Within the records below, how many lines hold the string "provided"? State that number and nothing else.

◆ ◆ ◆ ◆ ◆

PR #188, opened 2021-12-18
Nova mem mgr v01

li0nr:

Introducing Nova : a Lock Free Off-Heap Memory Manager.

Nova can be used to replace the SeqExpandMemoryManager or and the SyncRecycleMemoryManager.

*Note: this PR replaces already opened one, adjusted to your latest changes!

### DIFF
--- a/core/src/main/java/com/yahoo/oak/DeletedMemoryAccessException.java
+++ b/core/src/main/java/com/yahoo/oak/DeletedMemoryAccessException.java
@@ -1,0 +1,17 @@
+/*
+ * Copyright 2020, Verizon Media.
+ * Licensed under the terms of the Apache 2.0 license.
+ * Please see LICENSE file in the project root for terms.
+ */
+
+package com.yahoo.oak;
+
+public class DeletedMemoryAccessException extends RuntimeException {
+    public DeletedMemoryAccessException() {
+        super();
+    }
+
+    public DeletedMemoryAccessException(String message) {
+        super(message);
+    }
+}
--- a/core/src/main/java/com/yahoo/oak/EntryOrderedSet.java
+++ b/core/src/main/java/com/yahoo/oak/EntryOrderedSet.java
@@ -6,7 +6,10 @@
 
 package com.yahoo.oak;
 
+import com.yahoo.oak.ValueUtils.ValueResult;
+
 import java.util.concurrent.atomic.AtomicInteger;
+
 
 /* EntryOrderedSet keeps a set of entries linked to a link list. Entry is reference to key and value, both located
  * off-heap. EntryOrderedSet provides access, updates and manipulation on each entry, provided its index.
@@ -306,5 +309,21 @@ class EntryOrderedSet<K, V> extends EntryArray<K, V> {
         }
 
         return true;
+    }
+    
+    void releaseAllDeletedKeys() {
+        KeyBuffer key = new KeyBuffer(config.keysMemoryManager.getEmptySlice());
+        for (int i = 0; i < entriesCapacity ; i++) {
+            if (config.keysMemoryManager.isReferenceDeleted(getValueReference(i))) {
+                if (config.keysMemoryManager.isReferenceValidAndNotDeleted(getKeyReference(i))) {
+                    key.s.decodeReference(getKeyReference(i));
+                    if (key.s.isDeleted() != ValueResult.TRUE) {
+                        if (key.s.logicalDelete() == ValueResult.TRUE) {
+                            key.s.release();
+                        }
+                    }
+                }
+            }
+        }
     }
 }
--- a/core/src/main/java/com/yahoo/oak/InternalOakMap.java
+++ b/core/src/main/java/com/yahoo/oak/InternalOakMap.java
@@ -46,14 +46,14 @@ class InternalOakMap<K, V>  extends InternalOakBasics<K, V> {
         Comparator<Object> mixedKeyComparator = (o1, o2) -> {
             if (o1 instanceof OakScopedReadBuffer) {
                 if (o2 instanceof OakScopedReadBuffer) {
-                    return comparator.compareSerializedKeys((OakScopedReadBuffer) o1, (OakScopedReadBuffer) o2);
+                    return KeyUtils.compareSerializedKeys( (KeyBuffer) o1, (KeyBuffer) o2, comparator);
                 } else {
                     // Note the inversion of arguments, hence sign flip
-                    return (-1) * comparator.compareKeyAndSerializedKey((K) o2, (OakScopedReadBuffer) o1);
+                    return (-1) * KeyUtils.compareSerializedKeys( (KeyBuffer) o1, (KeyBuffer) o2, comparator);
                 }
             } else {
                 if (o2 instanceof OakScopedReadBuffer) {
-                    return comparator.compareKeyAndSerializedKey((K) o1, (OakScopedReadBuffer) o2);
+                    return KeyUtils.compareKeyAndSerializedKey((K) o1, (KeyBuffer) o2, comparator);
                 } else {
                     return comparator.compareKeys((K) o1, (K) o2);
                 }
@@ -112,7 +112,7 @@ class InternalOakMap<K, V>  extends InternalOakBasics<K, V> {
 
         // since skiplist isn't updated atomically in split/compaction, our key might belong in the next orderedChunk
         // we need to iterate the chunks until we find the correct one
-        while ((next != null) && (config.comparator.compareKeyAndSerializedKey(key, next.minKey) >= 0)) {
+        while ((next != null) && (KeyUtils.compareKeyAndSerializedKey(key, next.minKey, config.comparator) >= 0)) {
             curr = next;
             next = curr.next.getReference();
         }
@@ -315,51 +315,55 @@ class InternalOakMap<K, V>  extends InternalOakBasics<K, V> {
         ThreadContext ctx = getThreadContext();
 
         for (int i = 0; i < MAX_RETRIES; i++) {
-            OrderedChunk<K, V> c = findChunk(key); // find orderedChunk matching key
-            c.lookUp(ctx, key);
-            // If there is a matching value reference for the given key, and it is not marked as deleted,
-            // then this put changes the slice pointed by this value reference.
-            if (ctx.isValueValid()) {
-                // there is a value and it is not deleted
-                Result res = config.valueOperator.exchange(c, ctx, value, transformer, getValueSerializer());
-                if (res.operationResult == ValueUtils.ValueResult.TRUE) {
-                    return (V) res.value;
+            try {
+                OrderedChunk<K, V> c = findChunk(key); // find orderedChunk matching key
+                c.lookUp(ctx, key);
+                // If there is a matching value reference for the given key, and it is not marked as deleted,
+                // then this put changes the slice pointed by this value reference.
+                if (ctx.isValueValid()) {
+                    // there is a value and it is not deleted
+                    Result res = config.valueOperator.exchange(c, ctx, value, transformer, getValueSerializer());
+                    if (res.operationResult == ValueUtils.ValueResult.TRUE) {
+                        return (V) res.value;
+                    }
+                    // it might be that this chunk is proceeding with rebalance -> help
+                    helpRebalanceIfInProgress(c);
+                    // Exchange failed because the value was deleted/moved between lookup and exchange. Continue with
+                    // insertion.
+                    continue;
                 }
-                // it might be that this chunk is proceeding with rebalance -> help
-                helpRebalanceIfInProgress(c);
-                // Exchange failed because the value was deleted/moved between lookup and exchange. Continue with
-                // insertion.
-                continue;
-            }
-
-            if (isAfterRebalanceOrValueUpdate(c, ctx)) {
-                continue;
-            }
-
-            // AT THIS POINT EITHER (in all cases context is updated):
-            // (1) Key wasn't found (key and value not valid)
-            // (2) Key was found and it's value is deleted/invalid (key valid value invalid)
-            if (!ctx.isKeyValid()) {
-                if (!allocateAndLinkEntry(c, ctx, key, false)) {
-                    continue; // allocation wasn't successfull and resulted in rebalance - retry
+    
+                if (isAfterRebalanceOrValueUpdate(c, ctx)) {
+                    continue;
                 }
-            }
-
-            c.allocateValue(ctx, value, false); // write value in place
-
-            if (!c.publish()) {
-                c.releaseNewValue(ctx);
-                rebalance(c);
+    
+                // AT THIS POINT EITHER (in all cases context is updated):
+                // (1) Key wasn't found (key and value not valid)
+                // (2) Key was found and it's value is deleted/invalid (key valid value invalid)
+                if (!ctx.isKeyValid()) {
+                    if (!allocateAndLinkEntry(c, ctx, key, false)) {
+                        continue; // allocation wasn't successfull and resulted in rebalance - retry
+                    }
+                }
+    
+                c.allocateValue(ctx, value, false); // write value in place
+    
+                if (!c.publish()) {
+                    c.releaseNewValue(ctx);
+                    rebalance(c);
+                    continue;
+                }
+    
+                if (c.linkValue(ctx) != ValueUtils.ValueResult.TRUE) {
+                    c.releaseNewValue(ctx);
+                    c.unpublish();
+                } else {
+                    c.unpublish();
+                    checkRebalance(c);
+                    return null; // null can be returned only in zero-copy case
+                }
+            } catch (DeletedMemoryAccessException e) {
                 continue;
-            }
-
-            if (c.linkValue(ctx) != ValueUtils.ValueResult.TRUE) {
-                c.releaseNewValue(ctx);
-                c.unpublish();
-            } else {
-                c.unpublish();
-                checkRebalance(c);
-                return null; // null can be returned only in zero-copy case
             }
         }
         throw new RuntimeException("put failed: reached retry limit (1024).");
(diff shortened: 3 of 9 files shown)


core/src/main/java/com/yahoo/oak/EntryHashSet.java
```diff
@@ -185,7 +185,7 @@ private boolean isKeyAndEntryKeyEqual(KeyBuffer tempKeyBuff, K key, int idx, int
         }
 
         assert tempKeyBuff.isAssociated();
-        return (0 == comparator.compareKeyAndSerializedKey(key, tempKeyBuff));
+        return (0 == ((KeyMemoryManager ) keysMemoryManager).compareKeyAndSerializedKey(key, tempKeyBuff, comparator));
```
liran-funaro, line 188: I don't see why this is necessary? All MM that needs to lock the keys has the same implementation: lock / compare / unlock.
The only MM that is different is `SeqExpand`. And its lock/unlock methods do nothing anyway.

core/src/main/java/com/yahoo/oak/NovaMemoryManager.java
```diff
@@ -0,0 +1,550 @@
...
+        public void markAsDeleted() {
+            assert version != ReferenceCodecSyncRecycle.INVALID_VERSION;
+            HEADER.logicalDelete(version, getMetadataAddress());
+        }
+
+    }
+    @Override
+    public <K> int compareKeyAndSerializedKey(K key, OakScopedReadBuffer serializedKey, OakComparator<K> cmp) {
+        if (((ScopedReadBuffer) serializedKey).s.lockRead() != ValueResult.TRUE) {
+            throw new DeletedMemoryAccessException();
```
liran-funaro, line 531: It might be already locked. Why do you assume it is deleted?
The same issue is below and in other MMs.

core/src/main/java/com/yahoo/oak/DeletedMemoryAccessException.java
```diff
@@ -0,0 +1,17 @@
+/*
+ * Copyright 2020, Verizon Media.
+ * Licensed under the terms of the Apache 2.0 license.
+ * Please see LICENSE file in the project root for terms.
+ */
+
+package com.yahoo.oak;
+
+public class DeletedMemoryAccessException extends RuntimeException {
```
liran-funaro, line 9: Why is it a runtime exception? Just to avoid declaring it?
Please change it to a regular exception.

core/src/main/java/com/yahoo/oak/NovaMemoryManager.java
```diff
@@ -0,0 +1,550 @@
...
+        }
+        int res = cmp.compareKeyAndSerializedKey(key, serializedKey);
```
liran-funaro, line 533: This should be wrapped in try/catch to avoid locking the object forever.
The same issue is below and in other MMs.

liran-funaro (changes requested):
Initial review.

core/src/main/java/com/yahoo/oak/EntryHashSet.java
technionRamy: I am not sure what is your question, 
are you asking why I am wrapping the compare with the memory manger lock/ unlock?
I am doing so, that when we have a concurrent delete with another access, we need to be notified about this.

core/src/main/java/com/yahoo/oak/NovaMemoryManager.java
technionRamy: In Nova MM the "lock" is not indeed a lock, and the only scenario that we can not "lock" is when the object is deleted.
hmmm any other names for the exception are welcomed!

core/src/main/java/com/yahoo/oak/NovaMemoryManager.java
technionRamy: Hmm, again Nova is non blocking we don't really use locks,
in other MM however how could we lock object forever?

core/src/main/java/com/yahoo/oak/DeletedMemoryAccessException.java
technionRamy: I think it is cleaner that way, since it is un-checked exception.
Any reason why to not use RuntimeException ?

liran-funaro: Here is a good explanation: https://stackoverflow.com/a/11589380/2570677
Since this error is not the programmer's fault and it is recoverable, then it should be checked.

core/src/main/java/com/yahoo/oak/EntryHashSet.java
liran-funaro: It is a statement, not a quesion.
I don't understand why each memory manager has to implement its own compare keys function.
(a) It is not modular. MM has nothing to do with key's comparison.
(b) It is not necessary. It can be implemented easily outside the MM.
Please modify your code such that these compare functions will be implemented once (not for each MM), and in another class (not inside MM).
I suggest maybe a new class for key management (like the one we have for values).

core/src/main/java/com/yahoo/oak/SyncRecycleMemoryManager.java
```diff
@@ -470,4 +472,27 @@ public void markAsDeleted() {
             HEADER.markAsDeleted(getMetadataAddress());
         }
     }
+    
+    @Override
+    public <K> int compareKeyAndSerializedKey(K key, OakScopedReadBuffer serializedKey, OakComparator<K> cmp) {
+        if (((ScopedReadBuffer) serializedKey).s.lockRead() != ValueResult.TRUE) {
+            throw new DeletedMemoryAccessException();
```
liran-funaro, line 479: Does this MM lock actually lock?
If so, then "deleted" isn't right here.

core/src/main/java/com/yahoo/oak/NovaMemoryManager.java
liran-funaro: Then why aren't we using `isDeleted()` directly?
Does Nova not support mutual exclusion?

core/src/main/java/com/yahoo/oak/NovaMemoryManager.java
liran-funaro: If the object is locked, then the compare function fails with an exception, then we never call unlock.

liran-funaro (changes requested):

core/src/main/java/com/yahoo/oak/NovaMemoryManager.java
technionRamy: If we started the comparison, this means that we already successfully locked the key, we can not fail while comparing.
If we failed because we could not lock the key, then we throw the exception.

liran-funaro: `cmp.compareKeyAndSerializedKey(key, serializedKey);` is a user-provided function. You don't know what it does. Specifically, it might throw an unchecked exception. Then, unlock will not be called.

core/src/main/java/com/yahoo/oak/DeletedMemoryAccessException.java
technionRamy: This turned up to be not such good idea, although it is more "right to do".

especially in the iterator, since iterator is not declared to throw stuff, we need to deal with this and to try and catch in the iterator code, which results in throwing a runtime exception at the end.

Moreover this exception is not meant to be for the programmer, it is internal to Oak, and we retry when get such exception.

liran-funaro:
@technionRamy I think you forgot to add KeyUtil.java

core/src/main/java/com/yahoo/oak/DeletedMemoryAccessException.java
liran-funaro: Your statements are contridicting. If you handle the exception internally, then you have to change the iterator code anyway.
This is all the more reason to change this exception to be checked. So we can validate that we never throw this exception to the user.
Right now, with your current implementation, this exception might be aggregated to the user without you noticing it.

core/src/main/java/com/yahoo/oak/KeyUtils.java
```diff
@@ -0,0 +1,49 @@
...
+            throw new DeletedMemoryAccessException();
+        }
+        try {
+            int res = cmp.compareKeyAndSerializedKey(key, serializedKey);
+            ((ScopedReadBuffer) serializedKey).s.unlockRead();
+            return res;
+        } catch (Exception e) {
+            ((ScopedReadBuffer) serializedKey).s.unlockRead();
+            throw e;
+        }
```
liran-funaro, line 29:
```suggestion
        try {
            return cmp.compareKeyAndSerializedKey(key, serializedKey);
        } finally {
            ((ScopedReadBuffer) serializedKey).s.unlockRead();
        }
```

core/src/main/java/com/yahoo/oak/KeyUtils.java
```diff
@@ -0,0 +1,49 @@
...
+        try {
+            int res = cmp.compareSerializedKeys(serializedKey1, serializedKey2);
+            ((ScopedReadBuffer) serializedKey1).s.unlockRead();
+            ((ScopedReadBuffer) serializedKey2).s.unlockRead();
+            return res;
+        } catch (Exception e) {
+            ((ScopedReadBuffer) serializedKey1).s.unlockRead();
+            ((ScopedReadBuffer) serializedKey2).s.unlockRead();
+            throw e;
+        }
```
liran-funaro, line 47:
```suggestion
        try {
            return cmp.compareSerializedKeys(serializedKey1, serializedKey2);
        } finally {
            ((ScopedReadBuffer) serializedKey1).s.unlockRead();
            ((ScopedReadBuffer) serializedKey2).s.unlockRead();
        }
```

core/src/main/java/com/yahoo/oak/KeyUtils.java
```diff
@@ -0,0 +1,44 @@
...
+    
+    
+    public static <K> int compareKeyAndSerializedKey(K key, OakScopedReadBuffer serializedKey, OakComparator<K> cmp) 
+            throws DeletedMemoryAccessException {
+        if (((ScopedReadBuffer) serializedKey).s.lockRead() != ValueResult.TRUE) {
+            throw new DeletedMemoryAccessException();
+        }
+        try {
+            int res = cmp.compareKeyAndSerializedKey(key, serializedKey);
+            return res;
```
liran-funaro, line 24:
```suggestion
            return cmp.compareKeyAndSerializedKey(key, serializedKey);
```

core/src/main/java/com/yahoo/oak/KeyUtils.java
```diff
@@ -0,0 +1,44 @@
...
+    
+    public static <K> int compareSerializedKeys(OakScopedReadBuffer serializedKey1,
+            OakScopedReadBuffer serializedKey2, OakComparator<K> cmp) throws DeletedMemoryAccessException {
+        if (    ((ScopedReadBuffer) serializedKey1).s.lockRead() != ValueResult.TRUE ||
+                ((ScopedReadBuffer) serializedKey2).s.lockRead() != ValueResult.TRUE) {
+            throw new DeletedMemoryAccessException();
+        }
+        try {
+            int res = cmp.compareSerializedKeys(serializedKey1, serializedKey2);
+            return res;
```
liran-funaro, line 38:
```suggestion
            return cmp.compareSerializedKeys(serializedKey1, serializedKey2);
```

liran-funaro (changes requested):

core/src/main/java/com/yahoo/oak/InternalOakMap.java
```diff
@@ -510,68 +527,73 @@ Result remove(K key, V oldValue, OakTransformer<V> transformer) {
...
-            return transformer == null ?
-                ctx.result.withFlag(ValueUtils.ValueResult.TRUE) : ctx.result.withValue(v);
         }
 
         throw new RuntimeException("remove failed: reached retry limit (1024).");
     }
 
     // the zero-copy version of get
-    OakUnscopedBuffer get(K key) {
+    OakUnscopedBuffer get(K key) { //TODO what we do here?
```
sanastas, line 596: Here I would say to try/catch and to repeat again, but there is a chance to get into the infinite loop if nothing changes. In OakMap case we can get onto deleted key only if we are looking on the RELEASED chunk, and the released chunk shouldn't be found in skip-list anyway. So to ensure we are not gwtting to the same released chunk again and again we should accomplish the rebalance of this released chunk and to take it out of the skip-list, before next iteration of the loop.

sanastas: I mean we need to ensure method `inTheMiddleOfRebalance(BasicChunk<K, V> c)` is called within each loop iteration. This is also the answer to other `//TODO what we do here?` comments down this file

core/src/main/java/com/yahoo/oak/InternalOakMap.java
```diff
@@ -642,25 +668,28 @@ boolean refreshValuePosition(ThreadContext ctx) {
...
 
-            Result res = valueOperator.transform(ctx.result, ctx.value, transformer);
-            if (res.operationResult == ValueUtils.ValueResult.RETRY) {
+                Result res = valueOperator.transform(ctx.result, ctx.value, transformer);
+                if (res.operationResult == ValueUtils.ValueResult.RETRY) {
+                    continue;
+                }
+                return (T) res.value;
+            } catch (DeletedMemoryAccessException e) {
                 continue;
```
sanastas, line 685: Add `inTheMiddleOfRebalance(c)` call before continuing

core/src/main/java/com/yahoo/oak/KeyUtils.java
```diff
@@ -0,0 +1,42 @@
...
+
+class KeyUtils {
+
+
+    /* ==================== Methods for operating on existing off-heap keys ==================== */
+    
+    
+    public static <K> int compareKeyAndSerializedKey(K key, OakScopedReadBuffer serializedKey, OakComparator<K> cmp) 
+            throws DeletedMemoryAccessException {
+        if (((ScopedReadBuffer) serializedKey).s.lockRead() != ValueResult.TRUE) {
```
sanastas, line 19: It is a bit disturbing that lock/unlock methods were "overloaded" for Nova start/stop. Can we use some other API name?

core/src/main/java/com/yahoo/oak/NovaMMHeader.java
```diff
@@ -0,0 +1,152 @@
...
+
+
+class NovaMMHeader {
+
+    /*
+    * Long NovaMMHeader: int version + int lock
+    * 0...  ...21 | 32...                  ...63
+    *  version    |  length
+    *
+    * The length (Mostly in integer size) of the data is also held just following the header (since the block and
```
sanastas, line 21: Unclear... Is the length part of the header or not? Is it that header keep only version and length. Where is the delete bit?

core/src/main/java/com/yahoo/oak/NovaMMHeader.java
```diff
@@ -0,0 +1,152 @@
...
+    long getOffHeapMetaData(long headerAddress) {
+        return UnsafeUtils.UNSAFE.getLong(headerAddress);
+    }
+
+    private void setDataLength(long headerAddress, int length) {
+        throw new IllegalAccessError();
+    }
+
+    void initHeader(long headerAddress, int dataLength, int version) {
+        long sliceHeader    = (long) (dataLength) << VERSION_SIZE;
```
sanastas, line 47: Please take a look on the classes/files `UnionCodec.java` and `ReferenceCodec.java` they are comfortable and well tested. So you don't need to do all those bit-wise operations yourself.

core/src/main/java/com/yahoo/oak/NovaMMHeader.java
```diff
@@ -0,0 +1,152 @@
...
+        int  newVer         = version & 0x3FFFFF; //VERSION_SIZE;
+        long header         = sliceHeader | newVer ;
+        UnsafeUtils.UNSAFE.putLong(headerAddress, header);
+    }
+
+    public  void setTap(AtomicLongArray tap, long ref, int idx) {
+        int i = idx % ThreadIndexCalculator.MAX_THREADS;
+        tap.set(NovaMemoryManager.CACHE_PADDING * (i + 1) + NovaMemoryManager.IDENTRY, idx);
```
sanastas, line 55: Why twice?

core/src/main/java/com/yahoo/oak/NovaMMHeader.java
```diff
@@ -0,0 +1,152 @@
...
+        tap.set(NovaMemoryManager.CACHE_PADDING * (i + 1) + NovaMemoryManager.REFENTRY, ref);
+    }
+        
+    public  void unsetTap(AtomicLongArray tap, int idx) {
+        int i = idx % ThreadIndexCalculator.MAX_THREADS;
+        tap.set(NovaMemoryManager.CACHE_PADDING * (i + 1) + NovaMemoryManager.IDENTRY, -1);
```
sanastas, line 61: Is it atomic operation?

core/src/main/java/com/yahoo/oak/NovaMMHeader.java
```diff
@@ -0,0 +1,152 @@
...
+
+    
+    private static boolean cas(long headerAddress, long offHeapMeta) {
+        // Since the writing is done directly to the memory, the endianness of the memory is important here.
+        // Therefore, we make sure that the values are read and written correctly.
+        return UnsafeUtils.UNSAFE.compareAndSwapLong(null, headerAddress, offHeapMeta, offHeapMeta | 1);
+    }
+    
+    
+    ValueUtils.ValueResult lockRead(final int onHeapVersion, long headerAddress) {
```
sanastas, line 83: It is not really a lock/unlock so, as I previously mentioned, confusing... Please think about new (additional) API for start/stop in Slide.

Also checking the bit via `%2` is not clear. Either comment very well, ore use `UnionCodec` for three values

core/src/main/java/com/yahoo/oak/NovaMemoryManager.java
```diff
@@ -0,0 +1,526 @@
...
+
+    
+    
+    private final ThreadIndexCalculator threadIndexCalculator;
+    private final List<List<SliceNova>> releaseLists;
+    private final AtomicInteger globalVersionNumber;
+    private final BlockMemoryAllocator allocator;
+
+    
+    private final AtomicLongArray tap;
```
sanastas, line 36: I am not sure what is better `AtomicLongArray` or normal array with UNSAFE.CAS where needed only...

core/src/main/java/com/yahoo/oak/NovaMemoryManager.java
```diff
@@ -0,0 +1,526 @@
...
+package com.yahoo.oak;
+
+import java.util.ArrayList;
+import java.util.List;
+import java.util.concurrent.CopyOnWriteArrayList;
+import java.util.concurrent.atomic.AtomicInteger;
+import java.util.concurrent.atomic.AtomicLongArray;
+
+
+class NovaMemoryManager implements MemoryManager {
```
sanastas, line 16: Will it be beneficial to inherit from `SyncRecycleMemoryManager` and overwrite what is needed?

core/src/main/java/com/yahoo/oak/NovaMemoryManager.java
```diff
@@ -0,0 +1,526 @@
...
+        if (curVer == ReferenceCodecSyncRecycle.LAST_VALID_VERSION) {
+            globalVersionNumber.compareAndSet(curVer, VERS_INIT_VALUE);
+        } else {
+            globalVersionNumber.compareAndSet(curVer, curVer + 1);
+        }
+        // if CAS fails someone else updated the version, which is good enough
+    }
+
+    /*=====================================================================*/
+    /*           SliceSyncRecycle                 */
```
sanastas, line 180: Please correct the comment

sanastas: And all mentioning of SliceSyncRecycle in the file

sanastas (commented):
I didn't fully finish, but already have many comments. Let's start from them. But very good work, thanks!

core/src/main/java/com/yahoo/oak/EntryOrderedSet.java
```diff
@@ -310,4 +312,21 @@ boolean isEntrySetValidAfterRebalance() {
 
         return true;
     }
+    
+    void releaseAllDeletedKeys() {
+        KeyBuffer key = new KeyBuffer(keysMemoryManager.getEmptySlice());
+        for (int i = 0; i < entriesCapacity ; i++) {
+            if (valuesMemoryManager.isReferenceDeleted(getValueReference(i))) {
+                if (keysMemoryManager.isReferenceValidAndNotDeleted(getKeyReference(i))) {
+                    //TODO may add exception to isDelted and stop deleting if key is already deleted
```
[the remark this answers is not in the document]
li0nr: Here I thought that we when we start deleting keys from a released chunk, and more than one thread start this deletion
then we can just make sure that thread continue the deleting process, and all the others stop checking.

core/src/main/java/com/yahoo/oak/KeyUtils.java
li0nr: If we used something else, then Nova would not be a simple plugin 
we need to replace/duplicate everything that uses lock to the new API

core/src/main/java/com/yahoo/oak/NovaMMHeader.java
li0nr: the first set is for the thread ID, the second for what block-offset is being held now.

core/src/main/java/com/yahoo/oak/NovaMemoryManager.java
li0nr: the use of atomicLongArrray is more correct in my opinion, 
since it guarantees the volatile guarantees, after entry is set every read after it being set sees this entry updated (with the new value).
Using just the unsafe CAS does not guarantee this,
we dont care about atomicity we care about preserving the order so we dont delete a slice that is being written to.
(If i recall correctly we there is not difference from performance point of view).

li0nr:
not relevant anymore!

◆ ◆ ◆ ◆ ◆

§ **SOLUTION TO THIS PROBLEM**
2